I wanted to add a couple of thoughts to it. His post shows him to be a hopeless romantic. While I won't claim to have instilled this in him, I have to say that I find it very enlightening and encouraging that he feels this way. You see, I have to come out of the closet as well - his Dad is a hopeless romantic, too.

I told him today that the day that he lets go of his romantic tendencies is the day that he should apply for his credentials as a zombie. I know that romance is an integral part of who I am. The joy I feel in the romantic moments with my wife are ephemeral. Maybe I'm confusing it with the overarching concept of love, but I also have "romantic" feelings towards my children. There are times when I just enjoy doing things for all of them, moments when I find it completely gratifying to let them know how much they mean to me.

Romance to me is a need, a compulsion, to let my loved ones know how much they mean to me. It is a never ending need because I'm never able to fully express it - I never have the perfectly right words, the perfectly right deeds. And yet I am compelled to continue in the effort. In ways I liken it to worship - the compulsion to communicate to God how much his love, his grace means to me. I don't have the ability to fully express that either, but it doesn't stop me from trying. Romance makes me alive!

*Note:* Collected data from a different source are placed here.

PR #64, opened 2019-01-11
Framework components as first-class citizens

antonkril:
## Problem

Magento framework components are parts for `magento/framework` package, and shipped with this package. There is no way for a lightweight application to only specify components that it will use.

Also framework components do not have ability to specify magento application configuration. This leads to application framework configuration to be stored in `app/etc` and modules (mostly `di.xml`). `app/etc/di.xml` is more than 1700 lines long.

## Solution

To provide the immediate solution to the 2 problems mentioned above, we need to split application framework to separate composer packages, and allow framework components to provide application configuration in `/etc` folder. This will allow to move all declarations from `app/etc/di.xml` to corresponding framework components.

## Open questions

1. Should there be a limitation of what types of configuration can be provided by framework components? Current answer - no, there should be no limitation for simplicity.

## POC
POC is implemented in https://github.com/magento-architects/magento2/tree/split-framework.

Use https://github.com/magento-architects/magento-project for easy installation of a "hello world" application.

### DIFF
--- a/design-documents/components.md
+++ b/design-documents/components.md
@@ -2,7 +2,7 @@
 
 1. Every framework component is a separate composer package with type `magento2-library` and name prefix `magento2/library-`
 2. Every `\Magento\Framework\App` component is a separate package.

Without romance there is no hope. Life devolves into blatant cynicism. It becomes a dark, empty existence. With romance there is joy, there is love, there is a reason for living. No, the object of our romance does not always respond to the overtures, but we should never let go of the desire to express it. To do so would be an abject surrender to a darker existence.

So at the expense of blatant plagiarism, here is the familiar poem from Elizabeth Barrett Browning:

How do I love thee? Let me count the ways.
I love thee to the depth and breadth and height
My soul can reach, when feeling out of sight
For the ends of Being and ideal Grace.
I love thee to the level of everyday's
Most quiet need, by sun and candle-light.
I love thee freely, as men strive for Right;
I love thee purely, as they turn from Praise.
I love thee with a passion put to use
In my old griefs, and with my childhood's faith.
I love thee with a love I seemed to lose
With my lost saints, --- I love thee with the breath,
Smiles, tears, of all my life! --- and, if God choose,
I shall but love thee better after death.